The task:
Which lines below contain the word "forward"? Copy each of them.
[[ Information supplied, beginning ]]
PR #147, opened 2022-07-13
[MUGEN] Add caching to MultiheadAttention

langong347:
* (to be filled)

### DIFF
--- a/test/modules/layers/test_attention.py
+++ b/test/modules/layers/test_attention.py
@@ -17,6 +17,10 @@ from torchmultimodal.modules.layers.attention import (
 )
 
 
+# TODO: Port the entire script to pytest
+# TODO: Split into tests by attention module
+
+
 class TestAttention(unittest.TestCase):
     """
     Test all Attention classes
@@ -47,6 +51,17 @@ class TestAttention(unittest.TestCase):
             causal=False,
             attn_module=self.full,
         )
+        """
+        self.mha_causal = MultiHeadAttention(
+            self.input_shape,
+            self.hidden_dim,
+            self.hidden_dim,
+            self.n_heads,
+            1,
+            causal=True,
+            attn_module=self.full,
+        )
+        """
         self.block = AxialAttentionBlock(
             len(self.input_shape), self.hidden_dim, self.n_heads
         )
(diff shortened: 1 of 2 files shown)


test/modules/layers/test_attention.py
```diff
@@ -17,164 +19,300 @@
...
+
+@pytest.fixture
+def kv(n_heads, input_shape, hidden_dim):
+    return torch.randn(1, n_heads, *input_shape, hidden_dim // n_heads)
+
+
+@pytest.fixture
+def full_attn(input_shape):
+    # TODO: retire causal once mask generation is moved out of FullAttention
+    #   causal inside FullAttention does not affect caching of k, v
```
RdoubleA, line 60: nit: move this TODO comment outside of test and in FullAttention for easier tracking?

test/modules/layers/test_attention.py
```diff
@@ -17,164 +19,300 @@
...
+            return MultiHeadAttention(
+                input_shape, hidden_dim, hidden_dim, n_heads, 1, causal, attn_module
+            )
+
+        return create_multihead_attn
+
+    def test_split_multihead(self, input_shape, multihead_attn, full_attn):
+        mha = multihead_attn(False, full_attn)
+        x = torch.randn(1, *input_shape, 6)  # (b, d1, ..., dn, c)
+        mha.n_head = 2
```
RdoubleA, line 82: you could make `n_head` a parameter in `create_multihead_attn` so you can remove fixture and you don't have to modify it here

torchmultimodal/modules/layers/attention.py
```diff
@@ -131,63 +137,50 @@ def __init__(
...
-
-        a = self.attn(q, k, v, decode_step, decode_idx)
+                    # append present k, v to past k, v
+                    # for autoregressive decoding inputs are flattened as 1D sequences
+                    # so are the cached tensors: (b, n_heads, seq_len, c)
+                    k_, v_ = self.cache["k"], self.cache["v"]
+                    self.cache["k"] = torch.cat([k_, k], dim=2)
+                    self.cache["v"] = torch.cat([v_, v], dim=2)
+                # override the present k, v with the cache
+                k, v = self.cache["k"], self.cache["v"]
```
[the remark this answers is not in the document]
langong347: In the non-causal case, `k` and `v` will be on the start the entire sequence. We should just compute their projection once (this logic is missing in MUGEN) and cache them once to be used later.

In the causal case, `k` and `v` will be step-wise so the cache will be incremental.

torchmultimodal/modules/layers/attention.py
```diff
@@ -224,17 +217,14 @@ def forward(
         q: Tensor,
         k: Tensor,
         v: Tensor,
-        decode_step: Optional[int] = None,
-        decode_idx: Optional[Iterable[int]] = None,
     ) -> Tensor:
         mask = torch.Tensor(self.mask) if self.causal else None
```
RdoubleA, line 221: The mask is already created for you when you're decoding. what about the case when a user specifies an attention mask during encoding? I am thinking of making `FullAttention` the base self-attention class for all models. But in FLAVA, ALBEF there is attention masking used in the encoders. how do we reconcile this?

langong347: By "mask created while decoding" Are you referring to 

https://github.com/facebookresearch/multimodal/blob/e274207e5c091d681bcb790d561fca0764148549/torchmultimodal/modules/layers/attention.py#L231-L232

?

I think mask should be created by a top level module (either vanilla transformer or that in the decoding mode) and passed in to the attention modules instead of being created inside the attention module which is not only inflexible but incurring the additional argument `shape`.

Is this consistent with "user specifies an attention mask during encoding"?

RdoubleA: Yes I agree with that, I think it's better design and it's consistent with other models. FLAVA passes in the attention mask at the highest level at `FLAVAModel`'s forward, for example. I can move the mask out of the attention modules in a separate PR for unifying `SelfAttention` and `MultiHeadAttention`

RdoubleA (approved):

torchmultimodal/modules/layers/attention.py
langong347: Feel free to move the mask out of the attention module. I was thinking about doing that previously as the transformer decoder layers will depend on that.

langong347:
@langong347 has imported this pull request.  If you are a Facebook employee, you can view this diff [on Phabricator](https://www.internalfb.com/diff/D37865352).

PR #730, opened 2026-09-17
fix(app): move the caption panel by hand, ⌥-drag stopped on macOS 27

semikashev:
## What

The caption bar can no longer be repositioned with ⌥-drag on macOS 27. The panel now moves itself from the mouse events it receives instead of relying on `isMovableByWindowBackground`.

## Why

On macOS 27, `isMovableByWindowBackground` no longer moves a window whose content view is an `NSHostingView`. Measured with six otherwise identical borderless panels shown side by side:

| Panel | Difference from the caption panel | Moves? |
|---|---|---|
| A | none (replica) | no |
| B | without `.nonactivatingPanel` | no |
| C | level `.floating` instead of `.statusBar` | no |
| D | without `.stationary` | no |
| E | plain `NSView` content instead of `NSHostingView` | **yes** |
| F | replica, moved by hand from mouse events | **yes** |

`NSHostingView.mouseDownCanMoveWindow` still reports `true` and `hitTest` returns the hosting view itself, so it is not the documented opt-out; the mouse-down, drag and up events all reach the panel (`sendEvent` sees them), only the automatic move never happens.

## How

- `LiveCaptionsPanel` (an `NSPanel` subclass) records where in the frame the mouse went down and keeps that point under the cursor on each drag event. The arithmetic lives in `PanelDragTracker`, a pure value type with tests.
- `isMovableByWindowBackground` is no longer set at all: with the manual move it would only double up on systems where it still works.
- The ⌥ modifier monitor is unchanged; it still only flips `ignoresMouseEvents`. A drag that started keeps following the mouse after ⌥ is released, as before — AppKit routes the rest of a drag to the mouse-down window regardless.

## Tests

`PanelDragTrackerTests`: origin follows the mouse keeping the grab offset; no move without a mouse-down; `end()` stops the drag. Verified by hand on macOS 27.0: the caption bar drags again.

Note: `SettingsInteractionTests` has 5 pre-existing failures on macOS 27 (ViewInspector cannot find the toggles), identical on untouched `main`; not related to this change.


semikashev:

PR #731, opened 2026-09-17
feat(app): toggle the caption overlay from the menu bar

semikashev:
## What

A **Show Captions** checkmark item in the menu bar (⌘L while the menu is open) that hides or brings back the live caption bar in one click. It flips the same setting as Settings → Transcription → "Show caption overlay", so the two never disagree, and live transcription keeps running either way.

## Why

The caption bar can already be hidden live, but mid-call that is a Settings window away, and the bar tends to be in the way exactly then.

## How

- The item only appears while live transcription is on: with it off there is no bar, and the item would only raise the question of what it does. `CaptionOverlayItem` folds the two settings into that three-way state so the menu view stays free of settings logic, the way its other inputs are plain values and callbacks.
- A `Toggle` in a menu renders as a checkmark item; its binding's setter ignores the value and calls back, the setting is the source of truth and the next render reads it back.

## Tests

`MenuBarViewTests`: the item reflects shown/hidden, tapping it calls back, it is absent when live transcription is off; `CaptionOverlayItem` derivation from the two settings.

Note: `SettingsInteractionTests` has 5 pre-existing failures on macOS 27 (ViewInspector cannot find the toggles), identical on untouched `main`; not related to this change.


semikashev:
[[ Information supplied, end ]]
Your solution:
@@ -224,17 +217,14 @@ def forward(
RdoubleA: Yes I agree with that, I think it's better design and it's consistent with other models. FLAVA passes in the attention mask at the highest level at `FLAVAModel`'s forward, for example. I can move the mask out of the attention modules in a separate PR for unifying `SelfAttention` and `MultiHeadAttention`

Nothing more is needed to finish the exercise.